Local Docker hardening disables container network access entirely

  • crates/moa-hands/src/local.rs starts Docker sandboxes with read-only root filesystem, tmpfs scratch mounts, cap-drop=ALL, no-new-privileges:true, pids-limit=256, and Docker seccomp active. The implementation uses --network none to block the cloud metadata endpoint.
  • This is stricter than the original spec: local Docker sandboxes are fully offline, not just metadata-blocked.
  • If we later need outbound network for local containerized tools, we will need a narrower metadata-blocking mechanism than --network none.

Repeated malicious tool loops are still model-driven

  • crates/moa-brain/src/harness.rs injects a per-turn canary into tool-enabled requests. Tool invocations are blocked if they leak the active canary or any moa_canary_* marker. Tool outputs are wrapped in <untrusted_tool_output> with an explicit instruction not to follow embedded instructions. Suspicious output produces Warning events.
  • The instruction hierarchy is materially stronger and regression tests cover both canary leakage and malicious tool-output containment.
  • If a model keeps emitting fresh malicious tool calls after seeing the resulting ToolError/Warning, the retry behavior is still governed by the turn loop rather than a dedicated security circuit breaker. The next seam to tighten is the orchestrator/harness retry policy.

Deployment and boot configuration

These caveats relate to the gap between "cloud build succeeds" and "cloud deployment is fully self-service."

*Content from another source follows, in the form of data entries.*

PR #730, opened 2025-07-24
Tighten the return type of encode/decode functions for FixedSize cases

mcintyre94:
In #718 we use a FixedSize{Encoder/Decoder/Codec} to type functions such as `getXEncoder`.

In some cases (such as a discriminated union) this can generate a function that expects to return `FixedSize{Encoder}`, and in practice will do so, but is not guaranteed to do so by the Kit types.

Eg:
```ts
export function getBurnArgsEncoder(): FixedSizeEncoder<BurnArgsArgs> {
    return getDiscriminatedUnionEncoder([['V1', getStructEncoder([['amount', getU64Encoder()]])]]);
}
```

In Kit, `getDiscriminatedUnionEncoder` will return us a `FixedSizeEncoder` (by the same logic #718 determines it should) but does not guarantee this at a type level, as other combinations of variants can cause it not to do so. See https://github.com/anza-xyz/kit/blob/771f8aef1f8c096450c6e4ac05b8611150201485/packages/codecs-data-structures/src/union.ts#L136-L154

This is a Typescript error. This PR fixes the error by using `as` to cast the result of `getDiscriminatedUnionEncoder` to `FixedSizeEncoder<BurnArgsArgs>`. This is correct as long as the logic we have in both Codama and Kit to determine whether it's fixed size is correct. 

It uses the same logic as #718 to determine whether we need to do this - if we are using `FixedSize{Encoder}` then we cast to it. This covers cases where we don't need to use the cast, ie where the Kit codec does return a `FixedSize{Encoder}`, but it will just be a typescript no-op in those cases.

It doesn't cast to `unknown` so we still have a degree of type safety. I think the only alternative would be to create separate functions (or overrides) for `getUnion{Encoder}` in Kit, so that it returns `FixedSize{Encoder}` in these cases. I'm not sure how tricky this would be to type.


packages/renderers-js/e2e/anchor/idl.json
```diff
@@ -366,6 +366,15 @@
...
   "types": [
+    {
+      "name": "BurnArgs",
+      "type": {
+        "kind": "enum",
+        "variants": [
+          { "name": "V1", "fields": [{ "name": "amount", "type": "u64" }] }
+        ]
+      }
+    },
```
mcintyre94, line 377: This is from the `mpl-token-metadata` program and fails the test on `main` due to this bug

lorisleiva:
I wonder if we're not better off adding an option on the `getByteSizeVisitor` like `variableEnums: boolean` that defaults to `false` (current behaviour) but we can then toggle that to `true` on the JS renderer since we know Kit will always render a non-fixed codec?

PR #731, opened 2025-07-24
Fix size computation of array-like nodes

lorisleiva:
This PR fixes an issue with the `getByteSizeVisitor` that wrongly assessed array-like nodes such as `ArrayTypeNode`, and `SetTypeNode` and `MapTypeNode`.


mcintyre94 (approved):
LGTM!

PR #739, opened 2025-08-02
Update generated JS code to be more linter/formatter friendly

macalinao:
A notable change is using semicolons after error codes in constants.

This extracts the non-ESM specific logic in this previously closed PR: https://github.com/codama-idl/codama/pull/676


lorisleiva (approved):
This is much better, thank you so much!

PR #746, opened 2025-08-04
Use NodePath<Node> instead of Node[] for node selector function

### LINKED ISSUE #741: `bottomUpTransformerVisitor` passes a `Node[]` to `select`
This visitor passes a path of nodes to the select function(s):

https://github.com/codama-idl/codama/blob/3efa50acf784fef97fd561c4e1cc632e262bd86c/packages/visitors-core/src/bottomUpTransformerVisitor.ts#L25-L27

I'm also seeing this in practice: 
Image

This does match [the documentation for `NodeSelector`](https://github.com/codama-idl/codama/tree/main/packages/visitors-core#selecting-nodes), the type being used for the `select` function:

> A NodeSelectorFunction of type (path: NodePath) => boolean. In this case, the provided function is used to determine if the last node in the provided NodePath should be selected.

But it doesn't match the example in [the documentation for the visitor](https://github.com/codama-idl/codama/tree/main/packages/visitors-core#selecting-nodes):

```ts
    {
        // Delete all account nodes that start with "m".
        select: ['[accountNode]', node => 'name' in node && node.name.startsWith('m')],
        transform: () => null,
    },
```

This is a type error because `node` is an array of nodes, not a single one:

Image

I'm not sure what the preferred API for this visitor is, but we need to either:

- Keep it as taking a path, and update the documentation/example
- Or, change it to take the last node of the stack (`stack.peek()` I think) instead, so that the example in the documentation works 

FWIW Kinobi only passed a single node to select, as can be seen here:

https://github.com/metaplex-foundation/mpl-token-metadata/blob/23aee718e723578ee5df411f045184e0ac9a9e63/configs/kinobi.cjs#L649-L661

mcintyre94:
- Callers now get the type `NodePath<Node>` instead of `Node[]`, which enables functions like `getLastNodeFromPath`
- Also updated the example in the README which treated the input as a `Node`

Closes #741

### DIFF
--- a/README.md
+++ b/README.md
@@ -13,23 +13,23 @@
 > [!NOTE]  
 > Wait, wasn't this project called Kinobi before? We've [renamed this project to **Codama**](https://github.com/codama-idl/codama/pull/234).
 
-Codama is a tool that describes any Solana program in a standardised format called a **Codama IDL**. 
+Codama is a tool that describes any Solana program in a standardised format called a **Codama IDL**.
 
 A Codama IDL can be used to:
 
- - Create clients for your programs in various languages/frameworks
- - Make CLIs
- - Provide additional information to explorers
+- Create clients for your programs in various languages/frameworks
+- Make CLIs
+- Provide additional information to explorers
 
 ![Codama header: A small double-sided mind-map with the Codama logo in the middle. On the left, we see the various ways to get a Codama IDL from your Solana programs such as "Anchor Program" and "Shank macros". On the right, we see the various utility tools that are offered for the IDL such as "Rendering client code" or "Rendering documentation".](https://github.com/user-attachments/assets/029af336-ea71-4e7f-9612-ef5bb187e3a0)
 
 ## I'm a busy Anchor developer. How do I use Codama?
 
-If you're using [Anchor](https://www.anchor-lang.com/), Codama can be used to create a TypeScript client that works with [Solana Kit](https://github.com/anza-xyz/kit). This combination replaces the traditional `@coral-xyz/anchor` and `@solana/web3.js` packages, and can be used in both TypeScript tests, and the browser. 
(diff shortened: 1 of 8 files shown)


packages/visitors-core/src/bottomUpTransformerVisitor.ts
```diff
@@ -22,7 +23,7 @@ export function bottomUpTransformerVisitor<TNodeKind extends NodeKind = NodeKind
     const transformerFunctions = transformers.map((transformer): BottomUpNodeTransformer => {
         if (typeof transformer === 'function') return transformer;
         return (node, stack) =>
-            getConjunctiveNodeSelectorFunction(transformer.select)(stack.getPath())
+            getConjunctiveNodeSelectorFunction(transformer.select)(stack.getPath() as NodePath<Node>)
```
lorisleiva, line 26: Another thing we could try here is pass `REGISTERED_NODE_KINDS` as argument to say: "get me a path whose last node may be from any node kind". That way, we are asserting the last node is not empty and we should get the appropriate return type back.

```suggestion
            getConjunctiveNodeSelectorFunction(transformer.select)(stack.getPath(REGISTERED_NODE_KINDS))
```

lorisleiva: Alternatively, we can use the `isFilledNodePath` helper like so.

```suggestion
            {
                const path = stack.getPath();
                if (!isFilledNodePath(path)) {
                    return false; // Or throw error as it should never happen.
                }
                return getConjunctiveNodeSelectorFunction(transformer.select)(path);
            }
```

lorisleiva (commented):
Thanks you! I'm happy with the cast but offered some alternatives. Let me know what you think of them. CI isn't green but looks like it's just some linting issue.

README.md
```diff
@@ -13,23 +13,23 @@
 > [!NOTE]  
 > Wait, wasn't this project called Kinobi before? We've [renamed this project to **Codama**](https://github.com/codama-idl/codama/pull/234).
 
-Codama is a tool that describes any Solana program in a standardised format called a **Codama IDL**. 
+Codama is a tool that describes any Solana program in a standardised format called a **Codama IDL**.
```
mcintyre94, line 16: These README changes are from `lint:fix` I think, shall I revert?

lorisleiva: No that's fine, it's better like that. ☺️

PR #110, opened 2016-08-04
enable new linking algorithm to support static library with gpu code

scchan:


whchung:
@scchan could you help double check if the new linking algorithm do contain latest features I added in clamp-link? Ex: AMDGPU target selection.

whchung:
also it seems in this PR, we simply turn the new algorithm back on. does it truly mean all issues we saw in applications gone?

scchan:
Those failures are gone.   I suspect it was exposing some build issues in hctorch.  Now it builds and runs fine with the new linking algorithm.

I updated the logic for AMDGPU_TARGET and HCC_AMDGPU_TARGET and saw the isa-to-name translation works fine

PR #126, opened 2016-09-21
submodule: Update the submodule config to allow anonymous checkouts

tstellarAMD:
The current urls don't seem to work if I don't have an ssh key.

I don't have any experience using submodules, but this seems to work for me.

### DIFF
--- a/.gitmodules
+++ b/.gitmodules
@@ -1,12 +1,12 @@
 [submodule "llvm"]
 	path = compiler
-	url = git@github.com:RadeonOpenCompute/llvm.git
+	url = https://github.com/RadeonOpenCompute/llvm.git
 	branch = amd-hcc
 [submodule "lld"]
 	path = lld
-	url = git@github.com:RadeonOpenCompute/lld.git
+	url = https://github.com/RadeonOpenCompute/lld.git
 	branch = amd-common
 [submodule "clang"]
 	path = clang
-	url = git@github.com:RadeonOpenCompute/hcc-clang-upgrade.git
+	url = https://github.com/RadeonOpenCompute/hcc-clang-upgrade.git
 	branch = clang_tot_upgrade


pfultz2:
This will no longer clone the submodules using ssh.

tstellarAMD:
> This will no longer clone the submodules using ssh.

That was my goal.  Is there some downside to not using ssh?

pfultz2:
Yes, you have to enter the password everytime, which besides the annoyance, can also hinder automation.

whchung:
Like @pfultz2 said, using SSH bring much more benefits (no password, automation) than HTTPS. I'll close this pull request for now. Once ToT HCC becomes more stable, and when we separate SDK/runtime/compiler we can consider going back to HTTPS.

tstellarAMD:
Hi,

The URL I used is an anonymous URL, so no password is required.  This patch actually makes it possible for me to do automation with minimal setup.  With the current url I have to install an ssh key on my tests systems.

whchung:
@tstellarAMD looking through the documentation ( https://git-scm.com/book/en/v2/Git-Tools-Submodules ) I found this:

git config submodule.DbConnector.url PRIVATE_URL

Let me do some tests first before merging this PR.

tstellarAMD:
Did you get a chance to look at this?

whchung:
I tested it the other day but it doesn't really work the way I anticipated. I'm still looking at other ways. Bottom line is I don't want to make my routine synchronization with upstream obscured by adopting HTTPS, as the process involves pushing to all submodules.

tstellarAMD:
The problem with the current URLs is that in order to clone the submodules, you need a github account and need to have configured ssh so that you can access github via ssh without a password.  I think this excludes a large number of people from using hcc.

It's still not clear to me why switching to the https urls will make things more difficult.

whchung:
@tstellarAMD I have to commit to submodules to keep up with upstream changes, and HTTPS bothers me a lot because I have to enter password every time for every submodule, so that's why I used SSH in the module config file. I do understand the fact it imposes restrictions to people that a key is needed, and I'm looking into ways to locally change git remote for submodules, so we can use HTTPS by default (great for users), plus still be able to push commits easily (great for developers / maintainers).

whchung:
So the correct way for me to do is to go inside each submodule and do:

git remote set-url --push origin "SSH-based URL"

With that users can still clone with HTTPS, and I can push to SSH-based URLs.

PR #128, opened 2016-09-22
Unpinned copy update2

bensander:
Fixes necessary for Peer staging buffers.

### DIFF
--- a/include/hc.hpp
+++ b/include/hc.hpp
@@ -39,6 +39,8 @@
  */
 namespace hc {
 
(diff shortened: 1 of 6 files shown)


whchung:
@bensander Is there a test case to depict how this PR improves things? Or is there a particular existing test case get fixed by this?

bensander:
Test cases are in HIP.  HCC P2P will need a pointer info feature in ROCR 1.3 – one we have that we can expand the HCC peer test cases including this one.

PR #130, opened 2016-09-22
[LIGHTNING-306] Fix amp-conformance tests, on which Clang 4.0 reasonably reports error for ill-formed const object declaration.

emankov:
[Problem]
Clang 4.0 reports an error "default initialization of an object of const type 'const XXX' without a user-provided default constructor" on some of const declarations without explicit initialization. 

[Explanation]
All the problematic declarations are of the objects inherited from POD classes, which are not initialized by default. 
C++ spec says: "If a program calls for the default-initialization of an object of a const-qualified type T, T shall be a class type with user-provided default constructor" ... 7.1.7.1 The cv-qualifiers ... "the definition of an object or subobject of const-qualified type must specify an initializer or be subject to default initialization."

[Conclusion]
The error reported by Clang 4.0 is valid and conforms to C++ spec, because the reported const declarations are ill-formed in fact. Clang 3.5 allows such ill-formed declarations and thus is wrong (Bug in the compiler). 

[Solution]
Add default empty ctor to the base POD classes in order to make them non-POD. Fix doesn't change tests' logic.

### DIFF
--- a/amp-conformance/Tests/2_Cxx_Lang_Exte/2_3_Expr_Invo_Rest_Func/2_3_2_Func_Over/Special_member_functions/defaulted_copy_assign_op.01/test.cpp
+++ b/amp-conformance/Tests/2_Cxx_Lang_Exte/2_3_Expr_Invo_Rest_Func/2_3_2_Func_Over/Special_member_functions/defaulted_copy_assign_op.01/test.cpp
@@ -78,6 +78,7 @@ struct A7 : A7_base
 // Empty class with base classes having both defaulted and user-defined copy op=
 struct A8_base_1
 {
+	A8_base_1() {}
 	int i;
 };
 class A8_base_2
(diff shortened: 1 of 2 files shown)


pfultz2:
> Add default empty ctor to the base POD classes in order to make them non-POD. 

This is not what this commit does. It adds an empty user-defined default ctor. This changes the test, fundamentally, and no longer tests for defaulted constructors. Instead, the solution should be to initialize the variables or remove cv-qualifiers where they are used, or even better both.

emankov:
Well, the commit actually does what is written in its description. It makes POD classes non-POD. There are a few ways to do it, you know, ctor, dtor or virtual function. As for the tests themselves, one of them tests defaulted copy assignment operators, second - defaulted copy constructors. None of them tests defaulted constructors. Thus I suggest that the tests' logic is not changed. Agree, that removing a const qualifier is yet another option, which eliminates the issue. But I'm not sure about initializing the variables. Could you please show how to initialize POD object? Thanks.

pfultz2:
> Thus I suggest that the tests' logic is not changed. 

I disagree that the logic of the test is not changed, because now it requires a user-defined constructor. 

> Could you please show how to initialize POD object?

```cpp
struct pod {};

int main() {
    const pod x = {};
}
```

emankov:
Thanks, Paul. I worried about initializing POD descendant objects, but it works too. I changed the fix in [133](https://github.com/RadeonOpenCompute/hcc/pull/133) pull request.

Cloud handler startup requires explicit database, Restate, and provider configuration

  • Dockerfile builds moa-orchestrator-bin and installs it as /usr/local/bin/moa-orchestrator.
  • The orchestrator process reads POSTGRES_URL directly and optionally reads RESTATE_ADMIN_URL, MOA_SANDBOX_DIR, MOA_MEMORY_DIR, MOA_DOCKER_ENABLED, OTLP settings, and metrics settings from the process environment.
  • Provider registration is environment-backed. Health readiness validates Postgres and optional Restate registration, not provider reachability; real LLM requests still need a configured key such as OPENAI_API_KEY, ANTHROPIC_API_KEY, or GOOGLE_API_KEY.
  • fly.toml still carries shared MOA__... settings used by config-driven subsystems, but the Restate handler binary's required database setting is POSTGRES_URL.
  • In live validation, a manually stopped machine took roughly 6 seconds to answer the next /health request, while a suspended machine resumed in about 1.29 seconds — close to, but not consistently below, the sub-second resume target from the step spec.